American educator and academic administrator (1900–1982)

Frederick Emmons Terman (/ˈtɜrmən/; June 7, 1900 – December 19, 1982) was an American professor and academic administrator. He was the dean of the school of engineering from 1944 to 1958 and provost from 1955 to 1965 at Stanford University. He is widely credited (together with William Shockley) as being the father of Silicon Valley.

In 1951 he spearheaded the creation of Stanford Industrial Park (now Stanford Research Park), whereby the university leased portions of its land to high-tech firms. Companies such as Varian Associates, Hewlett-Packard, Eastman Kodak, General Electric, and Lockheed Corporation moved into Stanford Industrial Park and made the mid-Peninsula area into a hotbed of innovation which eventually became known as Silicon Valley.

==Early life and education==
Terman was born to Lewis Terman and Anna Belle Minton Terman on June 7, 1900, in Indiana, U.S. His father, Lewis Terman, was a eugenicist and a psychologist who studied gifted children and popularized the IQ test in America as a professor at Stanford University. His mother attended Central Normal College and taught English at a school nearby. In 1895 she met Lewis Terman at the school; the relationship developed over the following years, culminating in marriage on Sept. 15, 1899. They then followed Lewis' education at Indiana University and Clark University.

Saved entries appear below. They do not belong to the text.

PR #294, opened 2022-01-17
refactor utils policy-running methods; fix option semantics in one-step case

ronuchit:
no changes to any API or user usage. this PR quickly got out of
control..... :(

### DIFF
--- a/src/datasets/demo_only.py
+++ b/src/datasets/demo_only.py
@@ -3,7 +3,7 @@
 from typing import List
 from predicators.src.approaches import create_approach
 from predicators.src.envs import BaseEnv
-from predicators.src.structs import Dataset, Task
+from predicators.src.structs import Dataset, Task, LowLevelTrajectory
 from predicators.src.settings import CFG
 from predicators.src import utils
 
@@ -21,11 +21,11 @@ def create_demo_data(env: BaseEnv, train_tasks: List[Task]) -> Dataset:
             task,
             env.simulate,
             env.predicates,
-            CFG.max_num_steps_check_policy,
-            annotate_traj_with_goal=True)
+            CFG.max_num_steps_check_policy)
+        assert solved, "Oracle failed on training task."
+        traj = LowLevelTrajectory(traj.states, traj.actions, task.goal)
         if CFG.option_learner != "no_learning":
             for act in traj.actions:
                 act.unset_option()
-        assert solved, "Oracle failed on training task."
         dataset.append(traj)
     return dataset
--- a/src/datasets/demo_only.py
+++ b/src/datasets/demo_only.py
@@ -17,10 +17,7 @@ def create_demo_data(env: BaseEnv, train_tasks: List[Task]) -> Dataset:
         policy = oracle_approach.solve(
             task, timeout=CFG.offline_data_planning_timeout)
         traj, _, solved = utils.run_policy_on_task(
-            policy,
-            task,
-            env.simulate,
-            env.predicates,
+            policy, task, env.simulate, env.predicates,
             CFG.max_num_steps_check_policy)
         assert solved, "Oracle failed on training task."
         traj = LowLevelTrajectory(traj.states, traj.actions, task.goal)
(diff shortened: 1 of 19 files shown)


src/datasets/demo_only.py
```diff
@@ -21,11 +21,11 @@ def create_demo_data(env: BaseEnv, train_tasks: List[Task]) -> Dataset:
             task,
             env.simulate,
             env.predicates,
-            CFG.max_num_steps_check_policy,
-            annotate_traj_with_goal=True)
+            CFG.max_num_steps_check_policy)
+        assert solved, "Oracle failed on training task."
+        traj = LowLevelTrajectory(traj.states, traj.actions, task.goal)
```
ronuchit, line 26: add goal to traj, this is temporary since we're gonna change all this soon anyway

src/utils.py
```diff
@@ -232,60 +232,82 @@ def wrap_atom_predicates(atoms: Collection[LiftedOrGroundAtom],
...
+        max_num_steps: int,
 ) -> Tuple[LowLevelTrajectory, Video, bool]:
-    """Execute a policy on a task until goal or max steps.
-
-    Return the low-level trajectory (optionally annotated with the
-    goal), and a bool for whether the goal was satisfied at the end.
+    """Execute a policy from an initial state, using a simulator.
+    Terminates when any of these conditions hold:
+    (1) the termination_function returns True,
+    (2) the policy throws OptionPlanExhausted,
```
ronuchit, line 245: it's sad that (2) needs to be included in this function, but alas, it's all because we have the option weirdness where terminal can be True on the first step and it still works :(

src/utils.py
```diff
@@ -232,92 +238,98 @@ def wrap_atom_predicates(atoms: Collection[LiftedOrGroundAtom],
...
+    """A light wrapper around run_policy_on_task that returns whether the given
+    policy solves the given task."""
     _, _, solved = run_policy_on_task(policy, task, simulator, predicates,
                                       CFG.max_num_steps_check_policy)
     return solved
 
 
-def option_to_trajectory(init: State, simulator: Callable[[State, Action],
-                                                          State],
+def option_to_trajectory(init_state: State,
```
tomsilver, line 323: maybe we can actually get rid of this function altogether after you change the thing i commented above? users would need to make sure that the option is initiable, but i'm guessing that's already happening...

tomsilver (commented):
lookin good

tomsilver (approved):
lgtm after change to initiable discussed on slack

src/nsrt_learning.py
```diff
@@ -91,7 +91,7 @@ def segment_trajectory(trajectory: GroundAtomTrajectory) -> List[Segment]:
         # like Holding, Handempty, etc., because when doing symbolic planning,
         # we only have predicates, and not the continuous parameters that would
         # be used to distinguish between a PickPlace that is a pick vs a place.
-        if traj.actions[t].has_option():
+        if not switch and traj.actions[t].has_option():
```
ronuchit, line 94: this `if` can only make `switch` become True, so i think this minor optimization is ok

src/nsrt_learning.py
```diff
@@ -100,13 +100,13 @@ def segment_trajectory(trajectory: GroundAtomTrajectory) -> List[Segment]:
...
-            # Special case: if the final option terminates in the state, we
-            # can safely segment without using any continuous info. Note that
+            # Special case: if the final option terminates in the final state,
+            # we can safely segment without using any continuous info. Note that
             # excluding the final option from the data is highly problematic
             # when using demo+replay with the default 1 option per replay
             # because the replay data which causes no change in the symbolic
             # state would get excluded.
-            elif traj.actions[t].get_option().terminal(traj.states[t]):
+            elif traj.actions[t].get_option().terminal(traj.states[t + 1]):
```
ronuchit, line 109: i think this was a bug earlier

tomsilver: hmm agreed

tests/test_main.py
```diff
@@ -175,3 +183,21 @@ def test_tamp_approach_failure():
     task = next(env.train_tasks_generator())[0]
     approach.solve(task, timeout=500)
     _run_testing(env, approach)
+
+
+def test_env_failure():
```
tomsilver, line 188: which change led to this test?

tomsilver (approved):
lgtm just a minor question

tests/test_main.py
ronuchit: i have no idea

PR #296, opened 2022-01-18
Cluttered place

czeng6:
Adding "place" version of cluttered_table, which places colliding cans instead of dumping. Made more challenging by limiting the starting range of the action.


src/envs/cluttered_table.py
```diff
@@ -267,3 +242,114 @@ def _any_intersection(pose: Array, radius: float,
             if distance <= (radius + other_radius):
                 return True
         return False
+
+    # Handle collision checking. We'll just threshold the angle between
```
tomsilver, line 246: thanks for refactoring this into a new function. could you move this comment inside the function itself?

src/envs/cluttered_table.py
```diff
@@ -267,3 +242,114 @@ def _any_intersection(pose: Array, radius: float,
...
+                dist = np.linalg.norm(vec2)  # type: ignore
+                if dist > colliding_can_max_dist:
+                    colliding_can_max_dist = dist
+                    colliding_can = can
+        if colliding_can is not None:
+            raise EnvironmentFailure("collision", {colliding_can})
+
+
+class ClutteredTablePlaceEnv(ClutteredTableEnv):
+    """Toy cluttered table domain."""
```
tomsilver, line 283: can you update this docstring to explain the difference from the parent class?

tomsilver (commented):
very nice job! just a few tiny things

ronuchit:
Congrats on the first PR!! I'll review after @tomsilver is happy & checks are passing :)

tomsilver:
@czeng6 looking good to me! there are some new merge conflicts to sort out -- once you resolve those, tag Rohan in a comment and he can start his review. thank you!

czeng6:
@ronuchit Hi! I think checks are passing and Tom is happy. Please take a look when you get the chance!

src/envs/cluttered_table.py
```diff
@@ -267,3 +242,122 @@ def _any_intersection(pose: Array, radius: float,
...
+        if colliding_can is not None:
+            raise EnvironmentFailure("collision", {colliding_can})
+
+
+class ClutteredTablePlaceEnv(ClutteredTableEnv):
+    """Toy cluttered table domain (place version).
+
+    This version places grasped cans instead of dumping them. As an
+    additional challenge, the action space is restricted so that actions
+    can only begin from within a 0.2 x 0.2 corner
```
ronuchit, line 290: won't this make the env impossible?

src/envs/cluttered_table.py
```diff
@@ -267,3 +242,122 @@ def _any_intersection(pose: Array, radius: float,
...
+                                          _initiable=utils.always_initiable,
+                                          _terminal=utils.onestep_terminal)
+
+    @property
+    def options(self) -> Set[ParameterizedOption]:
+        return {self._Grasp, self._Place}
+
+    @property
+    def action_space(self) -> Box:
+        # The action_space is 4-dimensional. The first two dimensions are the
```
ronuchit, line 316: instead of copy-pasting the parent class's comment, describe what's different here in your modified env. the responsibility is on the user to go read the parent class's comment if they want to understand the functionality of the main env

src/envs/cluttered_table.py
ronuchit: maybe would be good to clarify what are the implications of this change planning-wise (it's not super clear to me)

ronuchit (commented):
just minor stuff -- great work overall!!

src/envs/cluttered_table.py
czeng6: Done! Ty for the pointer

src/envs/cluttered_table.py
czeng6: I probably wasn't clear enough here. The goal is to learn to pick up colliding cans between the robot (in the 0.2x0.2 corner) and the desired can, and then place them somewhere where they are not in the way. I updated the comment in the file to say so! (The actual learning about the failure is something Tom and I have yet to work on and is the motivation for this environment).

ronuchit (approved):
Thanks for the clarifications!

PR #300, opened 2022-01-18
option to parallelize hill climbing

### LINKED ISSUE #264: implement parallelized version of hill climbing
we can evaluate all successors in parallel, which will help when the heuristic evaluation is the bottleneck (which it is for predicate learning)

ronuchit:
it's significantly slower on my machine (2-5x slower) on both cover and
painting with grammar_search_invention approach, so leaving this
disabled for now, but the code is here if we ever want to enable it in
the future

closes #264

### DIFF
--- a/src/settings.py
+++ b/src/settings.py
@@ -132,12 +132,13 @@ class GlobalSettings:
     grammar_search_pred_complexity_weight = 1
     grammar_search_max_predicates = 50
     grammar_search_predicate_cost_upper_bound = 6
-    grammar_search_score_function = "task_planning"
+    grammar_search_score_function = "hff_lookahead_depth0"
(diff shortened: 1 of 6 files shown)


src/settings.py
```diff
@@ -132,12 +132,13 @@ class GlobalSettings:
     grammar_search_pred_complexity_weight = 1
     grammar_search_max_predicates = 50
     grammar_search_predicate_cost_upper_bound = 6
-    grammar_search_score_function = "task_planning"
+    grammar_search_score_function = "hff_lookahead_depth0"
```
ronuchit, line 135: for some reason we changed this a week ago. not sure why. changing it back to the best setting now.

tomsilver (approved):
perf thanks!

PR #301, opened 2022-01-18
clean up instances of unnecessary calls to issubset() for goal checking

ronuchit:
it's more efficient to just check that every goal atom holds

### DIFF
--- a/analysis/grammar_search_analysis.py
+++ b/analysis/grammar_search_analysis.py
@@ -190,8 +190,7 @@ def _main() -> None:
 
     outdir = os.path.join(os.path.dirname(os.path.realpath(__file__)),
                           "results")
-    if not os.path.exists(outdir):
-        os.makedirs(outdir)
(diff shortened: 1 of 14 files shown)


analysis/grammar_search_analysis.py
```diff
@@ -190,8 +190,7 @@ def _main() -> None:
 
     outdir = os.path.join(os.path.dirname(os.path.realpath(__file__)),
                           "results")
-    if not os.path.exists(outdir):
-        os.makedirs(outdir)
+    os.makedirs(outdir, exist_ok=True)
```
ronuchit, line 193: this is a better pattern that we should prefer going forward to avoid coverage issues @tomsilver

tomsilver: cool

tomsilver (approved):
nice thanks, glad to see all of the `predicates` args getting removed too

PR #303, opened 2022-01-18
allow heuristic based lookahead score functions to use nondemos

tomsilver:


src/approaches/grammar_search_invention_approach.py
```diff
@@ -656,12 +657,20 @@ def _evaluate_with_operators(self, predicates: FrozenSet[Predicate],
...
         scores = {name: 0.0 for name in self.heuristic_names}
         seen_demos = 0
+        seen_nondemos = 0
+        max_demos = CFG.grammar_search_heuristic_based_max_demos
+        max_nondemos = CFG.grammar_search_heuristic_based_max_nondemos
         for traj, atoms_sequence in pruned_atom_data:
-            if not traj.is_demo:  # we only care about demonstrations
+            # Skip this trajectory if it's not a demo and we only want demos,
+            # or if we've exceeded the budget for demos or nondemos.
+            if (self.demos_only and not traj.is_demo) or (
```
ronuchit, line 666: confusing; let's write as 3 separate `if ...: continue`

src/approaches/grammar_search_invention_approach.py
```diff
@@ -647,6 +647,7 @@ class _HeuristicBasedScoreFunction(_OperatorLearningBasedScoreFunction):
     against the demonstrations.
     """
     heuristic_names: Sequence[str]
+    demos_only: bool = field(default=True)
```
ronuchit, line 650: are we planning to make a CFG flag for this later?

src/settings.py
```diff
@@ -135,6 +135,7 @@ class GlobalSettings:
     grammar_search_score_function = "hff_lookahead_depth0"
     grammar_search_heuristic_based_weight = 10.
     grammar_search_heuristic_based_max_demos = 5
+    grammar_search_heuristic_based_max_nondemos = 50
```
ronuchit, line 138: is there no hope of it ever running with the full 500, even in cover?

src/approaches/grammar_search_invention_approach.py
tomsilver: I think 2 is clear, so I'm going to do that

src/approaches/grammar_search_invention_approach.py
tomsilver: I'm planning to make a different score function that uses `demos_only=False` later

ronuchit: that would be a subclass of this one?

src/settings.py
tomsilver: we can make it env-dependent later if you want, I imagine 500 would be fine for cover, but 50 is also seemingly fine for cover

src/approaches/grammar_search_invention_approach.py
tomsilver: yeah well this would be a mixin, like we do for the existing lookahead score functions

ronuchit (approved):
lgtm

PR #305, opened 2022-01-18
counting based score functions

tomsilver:


src/approaches/grammar_search_invention_approach.py
```diff
@@ -467,26 +467,42 @@ def _create_score_function(
     if score_function_name == "hadd_match":
         return _RelaxationHeuristicMatchBasedScoreFunction(
             initial_predicates, atom_dataset, candidates, ["hadd"])
-    match = re.match(r"([a-z\,]+)_lookahead_depth(\d+)", score_function_name)
+    match = re.match(r"([a-z\,]+)_(\w+)_depth(\d+)", score_function_name)
     if match is not None:
         # heuristic_name can be any of {"hadd", "hmax", "hff", "hsa", "lmcut"},
         # or it can be multiple heuristic names that are comma-separated, such
         # as hadd,hmax or hadd,hmax,lmcut.
+        # score_name can be {"lookahead", "count"}.
```
ronuchit, line 475: can be any of*

src/approaches/grammar_search_invention_approach.py
```diff
@@ -772,6 +792,45 @@ def _evaluate_atom_trajectory(
...
+            atoms, next_atoms = atoms_sequence[i], atoms_sequence[i + 1]
+            best_h = float("inf")
+            on_sequence_h = float("inf")
+            for predicted_next_atoms in utils.get_successors_from_ground_ops(
+                    atoms, ground_ops, unique=False):
+                # Compute the heuristic for the successor atoms.
+                h = heuristic_fn(predicted_next_atoms)
+                best_h = min(h, best_h)
+                if predicted_next_atoms == next_atoms:
+                    assert on_sequence_h in [h, float("inf")]
```
ronuchit, line 823: is it really even possible to have the same predicted_next_atoms appear more than once in this loop over successors...? won't that be impossible due to the way we cluster effects? (fine to keep this general though)

ronuchit: but we could check correctness of the above by changing this assert to `assert on_sequence_h == float("inf")` just for testing

src/approaches/grammar_search_invention_approach.py
```diff
@@ -772,6 +792,45 @@ def _evaluate_atom_trajectory(
...
+                    on_sequence_h = h
+            # Bad case 1: transition is optimal and sequence is not a demo.
+            if on_sequence_h == best_h and not is_demo:
+                score += CFG.grammar_search_off_demo_count_penalty
+            # Bad case 2: transition is not optimal and sequence is a demo.
+            elif on_sequence_h > best_h and is_demo:
+                score += CFG.grammar_search_on_demo_count_penalty
```
ronuchit, line 830: checking myself before i go further: i think on_penalty should be higher than off_penalty

ronuchit: correct hooray

tests/approaches/test_grammar_search_invention_approach.py
```diff
@@ -606,6 +589,50 @@ def test_exact_lookahead_score_function():
...
+    train_tasks = next(env.train_tasks_generator())
+    dataset = create_dataset(env, train_tasks)
+    atom_dataset = utils.create_ground_atom_dataset(dataset, env.predicates)
+    for name in ["exact_lookahead", "lmcut_count_depth0"]:
+        score_function = _create_score_function(name, initial_predicates,
+                                                atom_dataset, candidates)
+        all_included_s = score_function.evaluate(set(candidates))
+        none_included_s = score_function.evaluate(set())
+        assert all_included_s < none_included_s  # good!
+        # Cover bad case 1: transition is optimal and sequence is not a demo.
```
ronuchit, line 631: why not bad case 2 too?

ronuchit (approved):
lgtm, minor

PR #306, opened 2022-01-19
suspicious states idea for count based score functions

tomsilver:


src/approaches/grammar_search_invention_approach.py
```diff
@@ -676,6 +676,10 @@ def _evaluate_with_operators(self, predicates: FrozenSet[Predicate],
         seen_nondemos = 0
         max_demos = CFG.grammar_search_heuristic_based_max_demos
         max_nondemos = CFG.grammar_search_heuristic_based_max_nondemos
+        demo_atom_sets = {
```
ronuchit, line 679: i don't get what this is... what is `a`? is this just a set of all abstract states seen in the demos?

src/approaches/grammar_search_invention_approach.py
```diff
@@ -802,22 +810,38 @@ class _HeuristicCountBasedScoreFunction(_HeuristicBasedScoreFunction):  # pylint
     the transition is optimal and the sequence is not a demo, that's
     assumed to be bad; if the transition is not optimal and the sequence
     is a demo, that's also assumed to be bad.
+
+    Also: for each successor that is one step off the atoms_sequence, if the
+    state is optimal, then check if the state is "suspicious", meaning that it
+    does not "match" any state in the demo data. The definition of match is
+    currently based on utils.unify(). It may be that this definition is too
+    strong, so we could consider others. The idea is to try to distinguish
+    states that are actually impossible (suspicious) from ones that are simply
```
ronuchit, line 819: this whole thing is quite suspicious lol. there isn't really either direction of an iff between "state is suspicious per our definition" and "state is bad for optimally achieving the goal"

src/approaches/grammar_search_invention_approach.py
```diff
@@ -802,22 +810,38 @@ class _HeuristicCountBasedScoreFunction(_HeuristicBasedScoreFunction):  # pylint
...
         for i in range(len(atoms_sequence) - 1):
             atoms, next_atoms = atoms_sequence[i], atoms_sequence[i + 1]
             best_h = float("inf")
             on_sequence_h = float("inf")
+            optimal_successors = set()
             for predicted_next_atoms in utils.get_successors_from_ground_ops(
                     atoms, ground_ops, unique=False):
                 # Compute the heuristic for the successor atoms.
                 h = heuristic_fn(predicted_next_atoms)
+                if h < best_h:
```
ronuchit, line 841: I'm confused how the logic is working here. Won't best_h only be guaranteed to be set correctly once the `get_successors_from_ground_ops` loop has gone all the way through? Why is it okay to compare to a best_h that you're still working on figuring out the value of?

src/approaches/grammar_search_invention_approach.py
```diff
@@ -828,8 +852,24 @@ def _evaluate_atom_trajectory(self, atoms_sequence: List[Set[GroundAtom]],
             # Bad case 2: transition is not optimal and sequence is a demo.
             elif on_sequence_h > best_h and is_demo:
                 score += CFG.grammar_search_on_demo_count_penalty
+            # Bad case 3: there is a "suspicious" optimal state.
+            for successor in optimal_successors:
+                # We already know that next_atoms is not suspicious.
+                if successor == frozenset(next_atoms):
```
ronuchit, line 858: i guess this is like a minor efficiency to avoid calling _is_suspicious in the case where successor would trivially unify with next_atoms in the _is_suspicious loop anyway. Right?

src/approaches/grammar_search_invention_approach.py
```diff
@@ -828,8 +852,24 @@ def _evaluate_atom_trajectory(self, atoms_sequence: List[Set[GroundAtom]],
...
+                    continue
+                if self._is_suspicious(successor, demo_atom_sets):
+                    score += CFG.grammar_search_suspicious_penalty
         return score
 
+    @staticmethod
+    def _is_suspicious(successor: FrozenSet[GroundAtom],
```
ronuchit, line 865: i guess one way of thinking about this is that we're asserting that the set of lifted states seen in the demonstrations is the set of "good" states, and any candidate predicate set which believes that a state outside this set is also good would be a bad predicate set.

src/approaches/grammar_search_invention_approach.py
tomsilver: yeah

src/approaches/grammar_search_invention_approach.py
tomsilver: yeah right

src/approaches/grammar_search_invention_approach.py
tomsilver: right exactly

ronuchit (approved):
lgtm

PR #1221, opened 2022-09-26
change all `time.time()` to `time.perf_counter()`

### LINKED ISSUE #1193: replace `time.time()` with `time.perf_counter()`
some references:
* https://github.com/scikit-learn/scikit-learn/issues/17316
* https://docs.python.org/3/library/time.html#time.time "Note that even though the time is always returned as a floating point number, not all systems provide time with a better precision than 1 second."

tomsilver:
closes #1193


williamshen-nz (approved):
:shipit:

PR #1222, opened 2022-09-26
move the base of the panda to be on the table

tomsilver:
needs testing


williamshen-nz:
I guess we should discard the changes here and use the `panda_real` branch?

At the age of 10, Terman arrived at Stanford when his father joined the psychology faculty. As a boy, his favorite hobby was ham radio.

==Education==
Terman completed his undergraduate degree in chemistry and his master's degree in electrical engineering at Stanford University. He went on to earn an ScD in electrical engineering from Massachusetts Institute of Technology in 1924 where his advisor was Vannevar Bush, who first proposed what became the National Science Foundation.

==Academic career==
Terman returned to Stanford in 1925 as a member of the engineering faculty. From 1925 to 1941 Terman designed a course of study and research in electronics at Stanford that focused on work with vacuum tubes, circuits (electrical network), and instrumentation. Terman received tenure at Stanford by having the administration match his tenure offer at Cornell University. He hired Charles Litton and Karl Spangenberg, a student of William Littell Everitt. Together they established a vacuum tube laboratory. He also wrote Radio Engineering (first edition in 1932; second edition, much improved, in 1937; third edition in 1947 with added coverage of new technologies developed during World War II; fourth edition in 1955 with a new title, Electronic and Radio Engineering), one of the most important books on electrical and radio engineering, and to this day a good reference on those subjects. Terman's students at Stanford included Oswald Garrison Villard, Jr., Russell and Sigurd Varian, William Hewlett, and David Packard. He encouraged his students to form their own companies and personally invested in many of them, resulting in firms such as Litton Industries, Varian Associates, and Hewlett-Packard. Terman was president of the Institute of Radio Engineers in 1941.

=== War years ===
During World War II, Terman directed a staff of more than 850 at the Radio Research Laboratory at Harvard University. This organization was the source of Allied jammers to block enemy radar, tunable receivers to detect radar signals, and aluminum strips ("chaff, window") to produce spurious reflections on enemy radar receivers. These countermeasures significantly reduced the effectiveness of radar-directed anti-aircraft fire.

=== Stanford Research Park and Silicon Valley ===
After the war, Terman returned to Stanford and was appointed dean of the School of Engineering. In 1945 he was influential in the creation of a microwave research laboratory at the Stanford School of Physical Sciences. In 1951 he spearheaded the creation of Stanford Industrial Park (now Stanford Research Park), whereby the university leased portions of its land to high-tech firms. Companies such as Varian Associates, Hewlett-Packard, Eastman Kodak, General Electric, and Lockheed Corporation moved into Stanford Industrial Park and made the mid-Peninsula area into a hotbed of innovation which eventually became known as Silicon Valley.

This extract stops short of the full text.